Failures in Testkube
In Testkube, a Failure is reported and tracked when a test run finishes execution successfully but returns a non-passing result, indicating the application didn't meet test expectations. These results are stored persistently with comprehensive execution metadata, including detailed logs, stack traces, screenshots, environment details, configuration snapshots, and related Kubernetes events that provide full context for investigation and debugging.
Testkube provides comprehensive visibility into Failures through:
- Execution Details: Each test's pass/fail state, execution duration, individual assertion results, detailed error messages, and complete execution logs organized for easy navigation
- Analytics Dashboard: Aggregated failure counts, failure percentages, pass rates, and historical trends visualized over time to identify quality patterns and regressions
- Filtering and Insights: Powerful tools to group, sort, and filter failures by test type, test suite, environment, time period, execution status, or custom tags for targeted analysis
- Comparison Views: Side-by-side comparison of passing and failing executions to identify what changed between successful and unsuccessful runs
- Integrations: Seamless exporting of failure data to CI/CD systems, observability platforms, incident management tools, or custom webhooks for deeper analysis, automated alerting, and workflow automation
- Artifact Storage: Preservation of screenshots, videos, network traces, performance profiles, and other diagnostic artifacts generated during failing test executions
- Root Cause Attribution: Linking failures to specific code commits, deployments, configuration changes, or infrastructure events that may have triggered the failure
This comprehensive approach enables teams to move beyond investigating one-off failures and gain data-driven insights into overall testing health, quality trends, and areas requiring attention.

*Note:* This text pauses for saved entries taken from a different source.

PR #1076, opened 2026-05-13
feat: implement release-branch workflow

### LINKED ISSUE #1005: support an actual release branch
Our githhub action workflows for releases allow choosing the branch. We should confirm that this actually works. Once it does work, we should set up new actions / a new process for supporting cutting releases from a release branch.

We can choose whatever release strategy we want; my suggestion for our strategy is:
1. cut a release branch (either when features are delivered or at point in time, ie Tuesday morning)
2. ensure tests pass / good to go
3. cut and tag from that release branch

Since we don't actively maintain releases (we just cut a new one), we would never have to cherry-pick changes from main into the release branch; but we still get the stability of having a frozen codebase for releases.

I believe the only major changes in process for this strategy are:
- document release strategy
- ensure github actions / workflows work
- we need to change how / when we update the version number in github
  - do it before cutting the release branch, or
  - do it after cutting the release branch but cherry-pick back into main
- I assume our doc publishing would have to be updated

ajbozarth:
# Misc PR

## Type of PR

- [ ] Bug Fix
- [x] New Feature
- [ ] Documentation
- [ ] Other

## Description
- [x] Link to Issue: Fixes #1005

Replaces the cut-from-main release flow with a release-branch model. Every minor release gets a long-lived `release/vX.Y` branch carrying rcs and the final; `main` carries `X.Y.0.devN` for the next minor. Patches land on the release branch via PRs targeting that branch and go through their own rc cycle; if a fix also belongs on `main`, the author opens a separate followup PR. See [`RELEASE.md`](RELEASE.md) for the full operator-facing documentation.

Adds three `workflow_dispatch` workflows (`cut-release-branch`, `publish-release` (renamed from `cd.yml`), `publish-dev-from-main`), a `bump_version.py` helper with five PEP 440 transition modes, and a `PUBLISH_PRERELEASES` repo variable that gates prerelease tagging, GitHub Release creation, and PyPI uploads for rc/dev versions. Auth migrates from the `mellea-auto-release` GitHub App to `GITHUB_TOKEN` with inline `permissions:` blocks.

### Testing

End-to-end dry-run validated on `ajbozarth/mellea` fork: cut-release, publish-dev-from-main, rc, final, and the explicit downstream-workflow dispatches (`pypi.yml`, `docs-publish.yml`, `ci.yml`) that work around GitHub's anti-loop rule for `GITHUB_TOKEN`-authored events.

### Attribution

## Admin followups (post-merge)

The release-branch workflow needs the following one-time configuration in repo settings before it can run end-to-end. None of these block the merge — they're prerequisites for the first dispatch of `cut-release-branch` and `publish-release`.

1. **`main` branch ruleset**: add `github-actions[bot]` as a bypass actor so `cut-release-branch` and `publish-dev-from-main` can push their version-bump commits directly.
2. **`release/**` branch ruleset**: create a ruleset matching `release/**` that mirrors `main`'s protections (PR review required, status checks required, no force-push, no deletion), and add `github-actions[bot]` as a bypass actor so `publish-release` can push the version bump and the changelog commit.
3. **`PUBLISH_PRERELEASES` repo variable**: create under **Settings → Secrets and variables → Actions → Variables**, default value `false`. This is the forward-looking flag for publishing public prerelease artifacts; leave at `false` for now.


psschwei:
Stepping back to the original problem we had on the last release, where we had to basically pause new PR merges for a few days while the release was prepared, I think the main thing we want from a release branch is to **let contributors keep merging to main while a release is being stabilized**. 

With that in mind, I want to push back a bit on the scope of this PR. I think most of the machinery here is solving an adjacent problem (formal PEP 440 rc/dev/patch lifecycle) rather than the merges-during-stabilization problem we ran into last time.

I think we could actually solve this with a simpler flow:

1. When a release is ready to stabilize, create `release/vX.Y` from main using GitHub's UI (Branches → New branch from main)
2. Stabilization fixes land on `release/vX.Y` via normal PRs targeting that branch, while regular development keeps happening on `main`
3. When ready to publish, dispatch a single "Publish release" workflow against the release branch, with the target version typed in as an input (e.g. `0.6.0`, or `0.6.1` for a later patch). The workflow handles the version bump, tag, GitHub Release, PyPI upload, changelog, and changelog-sync PR back to main.

I'd suggest splitting this in two: one PR for the release branch and a separate issue/PR for the PEP 440 flow. I think that would allow for more discussion but also let us close on the merge-during-release problem quicker.

.github/scripts/cherry_pick_to_release.sh
```diff
@@ -0,0 +1,145 @@
...
+#   3. Topologically sorts the provided SHAs by their position in
+#      git log origin/main (oldest first), so the operator can pass SHAs in
+#      any order and they apply in original merge order.
+#   4. Runs git cherry-pick -x for each SHA in sorted order.
+#   5. On conflict, stops and prints a resolution playbook.
+#   6. On success, either pushes to origin (when AUTO_PUSH=1, set by the
+#      CI workflow) or prints the push command for the operator to run.
+
+set -eu
+
```
planetf1: `set -eu` is missing `pipefail`. The sort block on lines 82–94 is a `git log ... | while read` pipeline — if `git log` fails, bash's pipeline rules swallow the exit code and `SORTED_SHAS` comes out empty. The guard on line 96 fires with "internal error", but the real failure is already gone. `set -euo pipefail` fixes this.

.github/scripts/cherry_pick_to_release.sh
```diff
@@ -0,0 +1,145 @@
...
+# Topologically sort SHAs by their position in git log origin/main (oldest first).
+# git log --reverse lists commits in chronological (merge) order; we filter to
+# just the SHAs we care about by streaming through the log and printing only
+# matches.
+SORTED_SHAS=$(
+    git log --reverse --format='%H' origin/main \
+        | while read -r commit; do
+            for sha in "$@"; do
+                short=$(git rev-parse --short "${sha}")
+                full=$(git rev-parse "${sha}")
```
planetf1: `short` is assigned here but never used — the comparison on line 88 tests `full`. Dead code aside, this spawns an extra `git rev-parse --short` for every (log commit × input SHA) pair. On a busy branch with a handful of SHAs that adds up to thousands of unnecessary subprocess calls. Just drop this line.

.github/scripts/bump_version.py
```diff
@@ -0,0 +1,216 @@
...
+        )
+        return 2
+
+    if args.dry_run:
+        print(next_version)
+        return 0
+
+    write_pyproject(next_version)
+    run(["uv", "lock", "--upgrade-package", "mellea"])
+    run(["git", "add", "pyproject.toml", "uv.lock"])
```
planetf1: This `uv lock` call inherits `UV_FROZEN=1` from the workflow env. Frozen mode rejects lockfile updates, so this fails every time a version bump changes the package entry — which is every time the script runs in production.

The bash scripts in this PR already handle this: `cut_release_branch.sh` uses `UV_FROZEN=0 uv lock ...` on both the rc0 and main bumps. Same fix needed here — pass `env={**os.environ, "UV_FROZEN": "0"}` into the `subprocess.run` call (or thread it through the `run()` helper).

.github/scripts/release.sh
```diff
@@ -1,50 +1,115 @@
...
+# when the tag push fires, gated on PUBLISH_PRERELEASES.
+#
+# Finals: create a GitHub Release (tag + Release object + generated notes),
+# append to the changelog on the release branch, and open a sync PR to main
+# with the changelog delta.
 
-set -e  # trigger failure on error - do not remove!
-set -x  # display command on output
+set -e
+set -x
```
planetf1, line 30: `-u` is missing. `set -e` and `set -x` are split across two lines but an unset variable still silently expands to an empty string. `GH_TOKEN` — which every `gh` call from line 48 onwards depends on — would expand empty and produce confusing auth errors rather than a clean "variable unset" abort. Suggest `set -euo pipefail` here.

.github/scripts/release.sh
```diff
@@ -1,50 +1,115 @@
...
 git commit -m "docs: update changelog for ${TARGET_TAG_NAME} [skip ci]"
-git push origin main
\ No newline at end of file
+git push origin "${RELEASE_BRANCH}"
+
+# Open a PR against main syncing just the changelog delta. Main is never
+# pushed to directly from this script; branch protection applies normally.
+SYNC_BRANCH="chore/changelog-sync-${TARGET_VERSION}"
+git fetch origin main
+git checkout -B "${SYNC_BRANCH}" origin/main
```
planetf1: `git checkout -B` force-creates the branch unconditionally. If this script fails after this line (say, the `git push` on line 107 times out) and the workflow is re-dispatched, the sync branch is recreated from fresh `origin/main` and the changelog commit from the previous run is discarded silently.

Safer:
```bash
if git rev-parse --verify "refs/remotes/origin/${SYNC_BRANCH}" >/dev/null 2>&1; then
    git checkout "${SYNC_BRANCH}"
    git reset --hard "origin/${SYNC_BRANCH}"
else
    git checkout -b "${SYNC_BRANCH}" origin/main
fi
```

.github/workflows/ci.yml
```diff
@@ -4,6 +4,16 @@ on:
   pull_request:
     types: [opened, reopened, synchronize]
   merge_group:
+  push:
+    branches: ['release/**']
+  # Dispatchable by cherry-pick-to-release.yml to run CI on direct-pushed
+  # cherry-picks.
+  workflow_dispatch:
+    inputs:
+      ref:
```
planetf1, line 11: `quality.yml` is called via `uses: ./.github/workflows/quality.yml`, but that workflow has `on: workflow_call:` with no `inputs:` block. The `ref` input defined here never reaches the checkout step — it shows up in the Actions dispatch UI and does nothing.

Either thread it through (add `inputs.ref` to `quality.yml`'s `workflow_call` trigger and pass it to the checkout action), or remove it here to avoid misleading operators.

.github/workflows/pypi.yml
```diff
@@ -22,19 +27,39 @@ jobs:
...
     steps:
+      - name: Decide whether to publish
+        id: gate
+        env:
+          REF_NAME: ${{ github.ref_name }}
+          PUBLISH_PRERELEASES: ${{ vars.PUBLISH_PRERELEASES || 'false' }}
+        run: |
+          VERSION="${REF_NAME#v}"
+          if [[ "${VERSION}" == *rc* ]] || [[ "${VERSION}" == *.dev* ]]; then
+            if [ "${PUBLISH_PRERELEASES}" != "true" ]; then
```
planetf1, line 44: The prerelease gate strips `v` from `github.ref_name` and checks for `*rc*`/`*.dev*`. When triggered by a tag push `ref_name` is the tag — fine. On a manual `workflow_dispatch`, `ref_name` is the branch name (`release/v0.6`), which matches neither pattern, so the gate falls through and publishes unconditionally regardless of what's in pyproject.toml.

Normal ops are safe (release.sh always dispatches `--ref <tag>`), but it's an easy footgun on manual re-runs. Reading the version from pyproject.toml the same way `release.sh` does closes the gap:
```bash
VERSION=$(uvx --from=toml-cli toml get --toml-path=pyproject.toml project.version)
```

.github/scripts/bump_version.py
```diff
@@ -0,0 +1,216 @@
...
+        return Version(f"{major}.{minor}.{patch}.dev{current.dev + 1}")
+
+    if current.dev is not None:
+        raise ValueError(
+            f"Current version {current} is a .dev release; mode {mode!r} only "
+            "operates on release branches (rc/final). Ran on the wrong branch?"
+        )
+
+    if mode == "rc":
+        if current.pre is None or current.pre[0] != "rc":
```
planetf1, line 94: **Suggestion:** when `patch > 0`, both `mode=rc` and `mode=patch-rc` produce the same output (`X.Y.Zrc(N+1)`). `mode=rc` quietly succeeds on patch rcs by accident. RELEASE.md's operator table only documents `patch-rc` for the patch cycle, so someone running `rc` by muscle memory gets the right answer with no signal they've used the wrong mode.

Consider explicitly rejecting `mode=rc` when `patch != 0`:
```python
if patch != 0:
    raise ValueError(
        f"mode=rc is for minor rcs (X.Y.0); got {current}. "
        "Use mode=patch-rc to iterate a patch rc."
    )
```

.github/scripts/release.sh
```diff
@@ -1,50 +1,115 @@
...
+# Changelog sync PR is release-branch → main; skip it when publishing from
+# main itself.
+if [ "${RELEASE_BRANCH}" = "main" ]; then
+    echo "Published ${TARGET_TAG_NAME} from main — skipping changelog sync PR"
+    exit 0
+fi
+
+# Pull the generated notes back locally to update the changelog.
 REL_NOTES=$(mktemp)
 gh release view "${TARGET_TAG_NAME}" --json body -q ".body" >> "${REL_NOTES}"
```
jakelorocco: We should have a discussion of what we want the release notes to encompass. If we cut release tags for rc1, devN, etc... I think these autogenerated release notes will be problematic.

Github auto-builds these notes with using PRs merged since the last release. I do not know if it accounts for standard semver things. If not, we will either have to do this ourselves or change our release tagging process documented here.

.github/workflows/publish-release.yml
```diff
@@ -0,0 +1,145 @@
...
+          minor cycle, `patch-rc` throughout a patch cycle, `final` /
+          `patch-final` to promote an rc, or `none` to republish the
+          pyproject version as-is.
+        type: choice
+        options:
+          - rc
+          - final
+          - patch-rc
+          - patch-final
+          - none
```
jakelorocco, line 22: Why would we want to tag a rc0, etc... release (really anything but the final release for a v0.X.Y)?

.github/scripts/bump_version.py
ajbozarth: The overlap is intentional, I'll let Claude explain:

The two modes have different jobs:

- `mode=rc` is the **rc iterator** — requires an existing rc and bumps the rc number. Works the same way regardless of whether it's a minor rc (`0.6.0rc1` → `0.6.0rc2`) or a patch rc (`0.6.1rc1` → `0.6.1rc2`).
- `mode=patch-rc` is the **transition mode** for going from a final to the first rc of a patch cycle (`0.6.0` → `0.6.1rc0`). It can also iterate patch rcs after that, but its primary purpose is the transition.

The error messages reflect that split: `mode=rc` rejects non-rcs ("If this is a final, use mode=patch-rc to start a patch cycle"), and `mode=patch-rc` rejects minor rcs ("Use mode=rc to iterate minor rcs"). An operator running the wrong mode for the wrong context still gets a hard error — the only soft case is "running `rc` against a patch rc that already exists," which is also `rc`'s job.

Rejecting `rc` when `patch != 0` would break the design: there'd be no single mode that just iterates an rc, and operators would have to mentally branch on whether they're in a minor or patch cycle every time they bump. I'd rather keep `rc` as the universal iterator.

.github/scripts/release.sh
ajbozarth: This will be affected by the choices outlined in my refactor ideas below, but if we keep pre-release tags then I would just need to update the changelog workflow to compare to the last final release rather than the most recent one, a trivial change

.github/workflows/publish-release.yml
ajbozarth: These are more of a future proofing choice for supporting pre-releases on pypi when/if we decide to add those by enabling `PUBLISH_PRERELEASES=true`

ajbozarth:
I addressed @planetf1 technical review with a new commit and a response, as for @psschwei and @jakelorocco your review is the type of feedback that I wanted to drive the discussion at sync on Monday, in fact I had meant to open this as draft to make it clear this was just a proposal. In writing this I focused on making it full-featured so we could remove undesired features afterwards rather than needing to rework new functionally in, so I'm open to removing things to streamline it.

As such I'll have Claude detail out some refactoring ideas for discussion based on your comments and my opinions, we can then dig into these ideas both here and on Monday's call:

---

### Refactor ideas for Monday

Four points to discuss. Items 1 and 2 are alternatives — pick at most one. Item 3 is orthogonal to both. Item 4 is the "split into multiple PRs" question. My current lean on each is in *italics*.

**1. Drop speculative prerelease tagging.** Currently we create git tags for every rc and dev (`v0.6.0rc1`, `v0.6.0.dev3`) even though `PUBLISH_PRERELEASES` defaults to false, so the tags exist but no PyPI upload happens unless an admin flips the flag.

- **Drop the tagging.** No prerelease tags created until we actually decide to publish prereleases. If we later flip `PUBLISH_PRERELEASES`, we'd add tagging back at that point. Jake's auto-notes concern dissolves because the only tag that exists is the final. *This is what I'd lean toward.*
- **Keep the future-proofing tags.** Already what the code does. Add `--notes-start-tag <last-final>` to `gh release create` for the final so auto-notes diff against the previous final, not the previous rc. ~5 lines of shell. Preserves the "every prerelease version has a corresponding git tag" invariant for when we eventually flip the flag.

**2. Drop prereleases entirely.** A more aggressive trim that supersedes #1: stabilization happens in-place on the release branch with no rc cycle, no `.devN` from main, no PyPI uploads of prereleases ever. Final ships when ready, version bumps once at the end. Since prereleases don't publish by default today, the day-one diff to current behavior is small — what we'd lose is the option to flip the flag later and start publishing prereleases. Users who want pre-stable code would install from a git ref. *I'd argue against going this far — the prerelease infrastructure is built and validated; keeping it (with #1's tagging trim) is cheap.*

**3. Drop cherry-pick, switch to PRs targeting the release branch.** This is Paul's proposal and is orthogonal to #1 and #2. The current PR's flow is "every change lands on main first; maintainers run a cherry-pick workflow to port selected commits onto the release branch." Paul's alternative: contributors open stabilization PRs directly against `release/vX.Y`.

What gets removed if we switch: [`cherry_pick_to_release.sh`](.github/scripts/cherry_pick_to_release.sh), [`cherry-pick-to-release.yml`](.github/workflows/cherry-pick-to-release.yml), the merge-order topological sort logic, and the operator playbook for resolving cherry-pick conflicts.

Tradeoffs:

| | Cherry-pick (current) | PRs to release branch (Paul's) |
|---|---|---|
| Source of truth | main is canonical; release branch is a curated subset | both branches accept changes; drift possible |
| Contributor burden | nothing new — open PRs against main as usual | must know which branch to target; maintainers may need to redirect |
| Maintainer burden | identify SHAs + dispatch cherry-pick workflow | review release-branch PRs; manually port to main if needed |
| Fix-on-both case | one PR to main, one cherry-pick dispatch | two PRs, or one + manual port |
| Release-branch-only fix | requires temporary land-on-main or script bypass | natural — just PR against the release branch |
| New machinery | ~150 lines of shell + a workflow | none |

*I'd lean toward keeping cherry-pick.* "Main is the source of truth" matches what most contributors already do, and the cherry-pick machinery is written and validated. The simplification Paul gets is real but not large.

**4. Split into two PRs.** @psschwei suggested splitting release-branch + cherry-pick into PR1 and the PEP 440 lifecycle into PR2. *I'd push back on this.* If we decide to keep prerelease versioning, it should land integrated, not split — and if we decide to remove it (per #2 above), there's nothing to split. Splitting creates an awkward intermediate state where the project has half a release model.

For illustration, the cleanest seam would be:

- **PR1 — "ship final releases from a release branch":** [`cut-release-branch.yml`](.github/workflows/cut-release-branch.yml) (creates the branch, bumps directly to next final), [`cherry_pick_to_release.sh`](.github/scripts/cherry_pick_to_release.sh) + workflow, [`release.sh`](.github/scripts/release.sh) final-only path, [`pypi.yml`](.github/workflows/pypi.yml) on `v*` tag push only, [`bump_version.py`](.github/scripts/bump_version.py) with only `final`/`patch-final` modes, basic [`RELEASE.md`](RELEASE.md).
- **PR2 — "prerelease lifecycle":** rc/patch-rc/dev modes added to [`bump_version.py`](.github/scripts/bump_version.py), [`publish-dev-from-main.yml`](.github/workflows/publish-dev-from-main.yml) + `.devN` on main, [`cut-release-branch.yml`](.github/workflows/cut-release-branch.yml) reworked to bump main to next dev and branch to rc0, prerelease path added back to [`release.sh`](.github/scripts/release.sh), `PUBLISH_PRERELEASES` gate added to [`pypi.yml`](.github/workflows/pypi.yml), [`RELEASE.md`](RELEASE.md) extended.

The seam isn't clean — both PRs edit `bump_version.py`, `cut-release-branch.yml`, `release.sh`, `pypi.yml`, and `RELEASE.md`. PR2 would partially undo and reshape what PR1 establishes. The end-to-end dry-run I did would need to be redone for PR1's narrower scope and again for PR2's reintegration.

The smaller-review-surface benefit Paul wants from a split, we can also get by trimming features inside this PR after Monday's discussion — without the integration churn.

psschwei:
>  I'll have Claude detail out some refactoring ideas

The context we provide the models is going to matter here. For example, if you give it this for a prompt

```
I want to look at PR 1076 and evaluate this comment left on the PR:
https://github.com/generative-computing/mellea/pull/1076#issuecomment-4446766810 
ignore all other comments, focus on just the code + PR body + this comment
```

will give you a response that is much more in favor of splitting and just merging the release branch part.

psschwei:
> 3. Drop cherry-pick, switch to PRs targeting the release branch.  ... I'd lean toward keeping cherry-pick. "Main is the source of truth" matches what most contributors already do, and the cherry-pick machinery is written and validated. 

But this goes against the whole point of having a release branch. A release branch's job is to freeze a code shape so you can stabilize it without main's churn leaking in. Cherry-pick inverts that: it makes main the place where fixes are authored, which means fixes get authored against main's current shape, which means main's churn does leak in.

ajbozarth:
> The context we provide the models is going to matter here.

I did say it was Claude outlining my opinions, but perhaps I should have been clearer.

> But this goes against the whole point of having a release branch. A release branch's job is to freeze a code shape so you can stabilize it without main's churn leaking in. Cherry-pick inverts that: it makes main the place where fixes are authored, which means fixes get authored against main's current shape, which means main's churn does leak in.

Honestly I don't disagree with you, but the current cherry-pick model was what we outlined and decided on in the design call last week, thus why Claude was so insistent on it, it saw it as a design requirement, not a choice made during implementation.

I am fully ok with dropping the whole cheery-pick code and just using PRs. Its the easiest update of the items above

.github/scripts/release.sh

How Testkube Highlights and Analyzes Failures
Testkube uses built-in observability, analytics, and intelligent reporting to surface Failures quickly and contextually, helping teams understand not just what failed, but why and how to fix it:
- Visual Indicators: Clear, color-coded pass/fail status in dashboards, reports, and CLI output that makes failure identification immediate and obvious
- Historical Tracking: Compare current failure rates to previous releases, sprints, or time periods to identify quality trends, improvements, or degradations over time
- Failure Rate Metrics: Identify specific tests, test suites, or environments with high failure frequency that require attention, stabilization, or investigation
- Workflow Context: See exactly where Failures occur within multi-step test workflows, understanding which specific steps or dependencies caused the failure
- Failure Grouping: Automatically group similar failures together to identify widespread issues affecting multiple tests rather than isolated problems
- CI/CD Integration: Push failure data, test results, and quality metrics to external systems like Jenkins, GitHub Actions, GitLab CI, or custom pipelines for automation, gating, or alerting
- Trend Analysis: Visualize how failure rates change over time, correlating with deployments, infrastructure changes, or development cycles
- Notification and Alerting: Configure automated notifications to Slack, email, or incident management platforms when failure rates exceed thresholds or critical tests fail
This structured visibility helps teams pinpoint the most critical failing areas, understand failure context quickly, and focus remediation efforts where they matter most for product quality and user experience.